◆ Provided records

* * * * *

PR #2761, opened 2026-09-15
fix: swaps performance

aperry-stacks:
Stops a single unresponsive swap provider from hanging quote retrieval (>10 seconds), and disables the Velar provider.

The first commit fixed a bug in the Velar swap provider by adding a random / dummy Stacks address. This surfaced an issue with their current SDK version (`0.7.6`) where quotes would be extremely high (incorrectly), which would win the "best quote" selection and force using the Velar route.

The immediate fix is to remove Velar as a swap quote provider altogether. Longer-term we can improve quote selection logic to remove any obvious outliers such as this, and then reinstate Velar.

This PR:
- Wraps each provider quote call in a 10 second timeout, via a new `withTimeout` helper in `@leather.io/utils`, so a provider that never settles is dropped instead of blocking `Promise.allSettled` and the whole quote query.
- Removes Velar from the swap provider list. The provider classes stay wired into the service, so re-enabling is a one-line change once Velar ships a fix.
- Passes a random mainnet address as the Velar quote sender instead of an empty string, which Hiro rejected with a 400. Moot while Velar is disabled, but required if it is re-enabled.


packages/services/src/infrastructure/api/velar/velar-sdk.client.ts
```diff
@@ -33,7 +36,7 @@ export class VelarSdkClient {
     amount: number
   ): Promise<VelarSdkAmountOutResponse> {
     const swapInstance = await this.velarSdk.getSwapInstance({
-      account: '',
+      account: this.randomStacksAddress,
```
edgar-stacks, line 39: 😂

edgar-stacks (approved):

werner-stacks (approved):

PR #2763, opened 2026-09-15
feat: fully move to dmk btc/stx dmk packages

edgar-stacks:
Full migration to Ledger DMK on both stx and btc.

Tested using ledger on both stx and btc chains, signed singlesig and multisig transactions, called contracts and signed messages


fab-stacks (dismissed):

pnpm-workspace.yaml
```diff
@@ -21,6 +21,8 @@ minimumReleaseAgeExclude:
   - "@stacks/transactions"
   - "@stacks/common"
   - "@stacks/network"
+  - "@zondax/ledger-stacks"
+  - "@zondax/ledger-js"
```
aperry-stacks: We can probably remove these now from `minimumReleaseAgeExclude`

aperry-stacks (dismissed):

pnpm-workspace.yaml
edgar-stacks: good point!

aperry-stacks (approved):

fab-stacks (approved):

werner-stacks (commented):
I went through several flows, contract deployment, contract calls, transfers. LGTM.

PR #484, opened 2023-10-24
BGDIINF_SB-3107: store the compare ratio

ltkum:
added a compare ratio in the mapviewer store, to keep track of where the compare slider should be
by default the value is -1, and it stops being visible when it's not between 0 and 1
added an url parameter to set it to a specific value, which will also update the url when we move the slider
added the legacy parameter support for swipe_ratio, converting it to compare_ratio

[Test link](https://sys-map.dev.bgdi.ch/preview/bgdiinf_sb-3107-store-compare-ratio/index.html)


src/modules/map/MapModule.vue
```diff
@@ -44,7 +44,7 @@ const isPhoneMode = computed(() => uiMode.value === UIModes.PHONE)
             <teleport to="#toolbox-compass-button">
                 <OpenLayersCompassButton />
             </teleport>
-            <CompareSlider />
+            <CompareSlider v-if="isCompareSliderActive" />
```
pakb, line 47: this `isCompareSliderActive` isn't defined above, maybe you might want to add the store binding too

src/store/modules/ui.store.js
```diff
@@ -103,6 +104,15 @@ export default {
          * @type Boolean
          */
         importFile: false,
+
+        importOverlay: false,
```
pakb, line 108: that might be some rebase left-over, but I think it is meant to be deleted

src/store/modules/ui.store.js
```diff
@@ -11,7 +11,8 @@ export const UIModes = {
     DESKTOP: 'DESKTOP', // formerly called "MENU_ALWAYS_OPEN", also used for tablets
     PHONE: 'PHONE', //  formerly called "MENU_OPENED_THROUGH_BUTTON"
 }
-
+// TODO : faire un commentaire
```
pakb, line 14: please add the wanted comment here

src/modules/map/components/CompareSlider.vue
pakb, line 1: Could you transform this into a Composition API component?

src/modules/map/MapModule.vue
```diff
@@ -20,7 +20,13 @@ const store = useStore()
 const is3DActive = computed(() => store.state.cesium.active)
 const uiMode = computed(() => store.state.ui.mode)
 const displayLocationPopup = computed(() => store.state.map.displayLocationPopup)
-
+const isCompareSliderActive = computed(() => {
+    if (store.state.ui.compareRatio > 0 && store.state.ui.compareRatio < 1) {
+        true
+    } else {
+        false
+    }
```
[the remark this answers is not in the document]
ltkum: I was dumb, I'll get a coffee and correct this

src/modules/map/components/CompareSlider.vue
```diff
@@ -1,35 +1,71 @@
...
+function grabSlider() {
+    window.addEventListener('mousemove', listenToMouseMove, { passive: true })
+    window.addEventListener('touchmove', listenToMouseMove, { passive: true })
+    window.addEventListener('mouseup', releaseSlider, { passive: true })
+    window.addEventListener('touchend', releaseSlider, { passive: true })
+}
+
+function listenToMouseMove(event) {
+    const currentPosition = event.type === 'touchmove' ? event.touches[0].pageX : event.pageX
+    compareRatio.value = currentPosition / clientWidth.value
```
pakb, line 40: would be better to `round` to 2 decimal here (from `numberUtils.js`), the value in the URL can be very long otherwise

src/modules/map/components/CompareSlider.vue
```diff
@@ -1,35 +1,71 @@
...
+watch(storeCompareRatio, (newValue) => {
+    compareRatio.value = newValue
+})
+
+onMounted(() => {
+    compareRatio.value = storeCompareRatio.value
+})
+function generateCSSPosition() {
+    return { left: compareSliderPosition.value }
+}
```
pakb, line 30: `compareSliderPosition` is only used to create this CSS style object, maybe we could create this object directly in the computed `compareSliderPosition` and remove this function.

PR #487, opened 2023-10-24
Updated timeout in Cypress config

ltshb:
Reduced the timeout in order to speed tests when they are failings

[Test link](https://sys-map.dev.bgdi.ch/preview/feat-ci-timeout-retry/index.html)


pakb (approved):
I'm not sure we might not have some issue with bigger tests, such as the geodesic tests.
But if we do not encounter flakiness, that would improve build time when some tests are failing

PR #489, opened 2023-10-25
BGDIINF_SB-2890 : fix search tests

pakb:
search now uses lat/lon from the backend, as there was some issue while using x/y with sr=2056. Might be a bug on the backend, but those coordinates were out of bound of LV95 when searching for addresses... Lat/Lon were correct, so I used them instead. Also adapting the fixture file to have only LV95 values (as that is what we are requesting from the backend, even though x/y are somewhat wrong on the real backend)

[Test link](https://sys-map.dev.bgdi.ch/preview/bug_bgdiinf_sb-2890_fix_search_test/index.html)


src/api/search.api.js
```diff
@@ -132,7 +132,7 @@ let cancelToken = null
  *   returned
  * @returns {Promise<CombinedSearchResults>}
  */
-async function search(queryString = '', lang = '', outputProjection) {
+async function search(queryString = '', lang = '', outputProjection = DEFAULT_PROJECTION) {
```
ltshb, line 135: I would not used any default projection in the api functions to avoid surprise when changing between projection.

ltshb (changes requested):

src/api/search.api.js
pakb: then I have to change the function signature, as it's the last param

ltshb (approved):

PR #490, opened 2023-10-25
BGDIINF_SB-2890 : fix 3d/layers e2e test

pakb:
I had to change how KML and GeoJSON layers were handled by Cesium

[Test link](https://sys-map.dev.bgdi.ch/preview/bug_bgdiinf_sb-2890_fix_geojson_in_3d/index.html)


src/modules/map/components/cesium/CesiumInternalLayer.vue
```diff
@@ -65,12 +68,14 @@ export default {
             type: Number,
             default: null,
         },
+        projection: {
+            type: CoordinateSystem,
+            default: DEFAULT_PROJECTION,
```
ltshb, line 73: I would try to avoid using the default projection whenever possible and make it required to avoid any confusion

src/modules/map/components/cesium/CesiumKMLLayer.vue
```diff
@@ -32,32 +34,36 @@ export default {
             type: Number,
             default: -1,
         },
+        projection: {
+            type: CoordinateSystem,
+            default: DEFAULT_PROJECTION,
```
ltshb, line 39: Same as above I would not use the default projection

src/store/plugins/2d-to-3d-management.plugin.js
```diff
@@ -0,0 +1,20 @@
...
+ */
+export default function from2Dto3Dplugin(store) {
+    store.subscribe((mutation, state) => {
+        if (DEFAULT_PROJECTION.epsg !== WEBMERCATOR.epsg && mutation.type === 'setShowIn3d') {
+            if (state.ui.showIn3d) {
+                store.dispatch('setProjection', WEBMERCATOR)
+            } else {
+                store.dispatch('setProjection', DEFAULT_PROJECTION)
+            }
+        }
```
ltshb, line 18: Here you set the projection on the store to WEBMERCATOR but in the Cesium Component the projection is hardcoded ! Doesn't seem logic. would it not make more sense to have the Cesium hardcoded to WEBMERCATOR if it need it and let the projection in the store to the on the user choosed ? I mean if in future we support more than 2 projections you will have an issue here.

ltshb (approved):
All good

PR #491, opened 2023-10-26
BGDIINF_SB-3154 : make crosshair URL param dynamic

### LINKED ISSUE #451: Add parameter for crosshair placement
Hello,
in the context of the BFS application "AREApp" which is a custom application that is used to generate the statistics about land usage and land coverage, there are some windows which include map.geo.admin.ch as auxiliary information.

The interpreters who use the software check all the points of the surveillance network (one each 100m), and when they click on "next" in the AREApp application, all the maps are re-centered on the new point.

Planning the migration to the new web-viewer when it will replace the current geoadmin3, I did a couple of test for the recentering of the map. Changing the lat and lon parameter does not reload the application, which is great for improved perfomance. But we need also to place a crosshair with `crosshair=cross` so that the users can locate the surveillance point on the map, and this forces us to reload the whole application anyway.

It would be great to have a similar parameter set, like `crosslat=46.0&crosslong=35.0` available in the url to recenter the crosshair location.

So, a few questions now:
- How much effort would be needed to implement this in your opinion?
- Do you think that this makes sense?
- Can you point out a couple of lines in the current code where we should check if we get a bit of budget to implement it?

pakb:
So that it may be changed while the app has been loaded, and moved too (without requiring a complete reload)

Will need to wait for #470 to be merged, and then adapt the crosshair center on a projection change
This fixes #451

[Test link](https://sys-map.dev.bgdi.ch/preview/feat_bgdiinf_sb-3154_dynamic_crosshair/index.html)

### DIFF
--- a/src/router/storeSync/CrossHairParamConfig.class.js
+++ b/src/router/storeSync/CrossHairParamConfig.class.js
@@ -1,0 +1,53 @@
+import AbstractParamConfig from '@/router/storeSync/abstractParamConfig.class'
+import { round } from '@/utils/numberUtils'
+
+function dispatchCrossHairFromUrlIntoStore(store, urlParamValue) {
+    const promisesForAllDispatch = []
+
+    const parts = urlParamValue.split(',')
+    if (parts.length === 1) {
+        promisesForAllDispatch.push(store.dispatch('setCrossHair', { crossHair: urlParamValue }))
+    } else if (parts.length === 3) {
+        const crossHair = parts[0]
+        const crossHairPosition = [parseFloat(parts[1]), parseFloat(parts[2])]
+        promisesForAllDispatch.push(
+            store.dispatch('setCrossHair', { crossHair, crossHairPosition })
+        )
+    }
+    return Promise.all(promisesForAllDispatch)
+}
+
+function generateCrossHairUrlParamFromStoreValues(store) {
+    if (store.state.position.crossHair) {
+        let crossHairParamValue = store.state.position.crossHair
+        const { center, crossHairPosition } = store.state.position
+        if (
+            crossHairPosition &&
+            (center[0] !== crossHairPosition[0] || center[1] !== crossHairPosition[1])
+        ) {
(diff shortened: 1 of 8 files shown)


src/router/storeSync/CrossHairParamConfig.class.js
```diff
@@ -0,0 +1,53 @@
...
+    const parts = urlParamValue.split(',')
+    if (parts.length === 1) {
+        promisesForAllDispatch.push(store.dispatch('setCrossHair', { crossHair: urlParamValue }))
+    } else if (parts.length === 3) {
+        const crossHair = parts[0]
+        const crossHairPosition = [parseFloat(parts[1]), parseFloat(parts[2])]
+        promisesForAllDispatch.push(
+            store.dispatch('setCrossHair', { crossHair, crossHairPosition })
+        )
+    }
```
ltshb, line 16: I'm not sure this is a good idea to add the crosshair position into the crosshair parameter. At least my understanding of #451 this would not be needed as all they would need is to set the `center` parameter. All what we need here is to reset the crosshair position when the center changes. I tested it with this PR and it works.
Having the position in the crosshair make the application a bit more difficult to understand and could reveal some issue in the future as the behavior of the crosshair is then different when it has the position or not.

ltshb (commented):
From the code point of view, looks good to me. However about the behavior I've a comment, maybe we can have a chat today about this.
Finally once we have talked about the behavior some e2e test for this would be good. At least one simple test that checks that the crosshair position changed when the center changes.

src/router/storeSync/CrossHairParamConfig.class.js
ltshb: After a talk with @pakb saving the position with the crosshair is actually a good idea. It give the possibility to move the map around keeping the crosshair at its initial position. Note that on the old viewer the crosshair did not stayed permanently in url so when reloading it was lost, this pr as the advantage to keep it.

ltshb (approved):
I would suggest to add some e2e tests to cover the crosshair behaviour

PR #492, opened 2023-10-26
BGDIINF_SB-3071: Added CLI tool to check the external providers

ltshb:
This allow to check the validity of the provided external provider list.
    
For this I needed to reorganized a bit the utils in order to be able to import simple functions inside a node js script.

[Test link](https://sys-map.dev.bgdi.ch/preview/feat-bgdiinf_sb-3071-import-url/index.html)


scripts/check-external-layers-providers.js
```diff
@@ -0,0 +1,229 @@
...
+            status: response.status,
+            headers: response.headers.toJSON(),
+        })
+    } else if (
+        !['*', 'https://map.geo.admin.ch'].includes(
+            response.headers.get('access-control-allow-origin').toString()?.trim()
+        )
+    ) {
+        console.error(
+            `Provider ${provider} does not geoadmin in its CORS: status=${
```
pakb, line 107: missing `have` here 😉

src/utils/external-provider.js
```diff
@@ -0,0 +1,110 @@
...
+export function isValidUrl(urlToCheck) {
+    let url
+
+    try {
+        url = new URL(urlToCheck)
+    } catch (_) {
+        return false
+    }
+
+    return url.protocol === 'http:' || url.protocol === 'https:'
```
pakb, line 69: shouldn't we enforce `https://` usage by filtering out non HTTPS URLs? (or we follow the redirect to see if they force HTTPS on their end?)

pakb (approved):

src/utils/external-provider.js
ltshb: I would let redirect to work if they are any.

* * * * *

◆ Directions for this task
The reply should hold only the lines from the first line of the listing above through the line with "Stops a single", each copied exactly.

◆ Problem solution
PR #2761, opened 2026-09-15
fix: swaps performance

aperry-stacks:
Stops a single unresponsive swap provider from hanging quote retrieval (>10 seconds), and disables the Velar provider.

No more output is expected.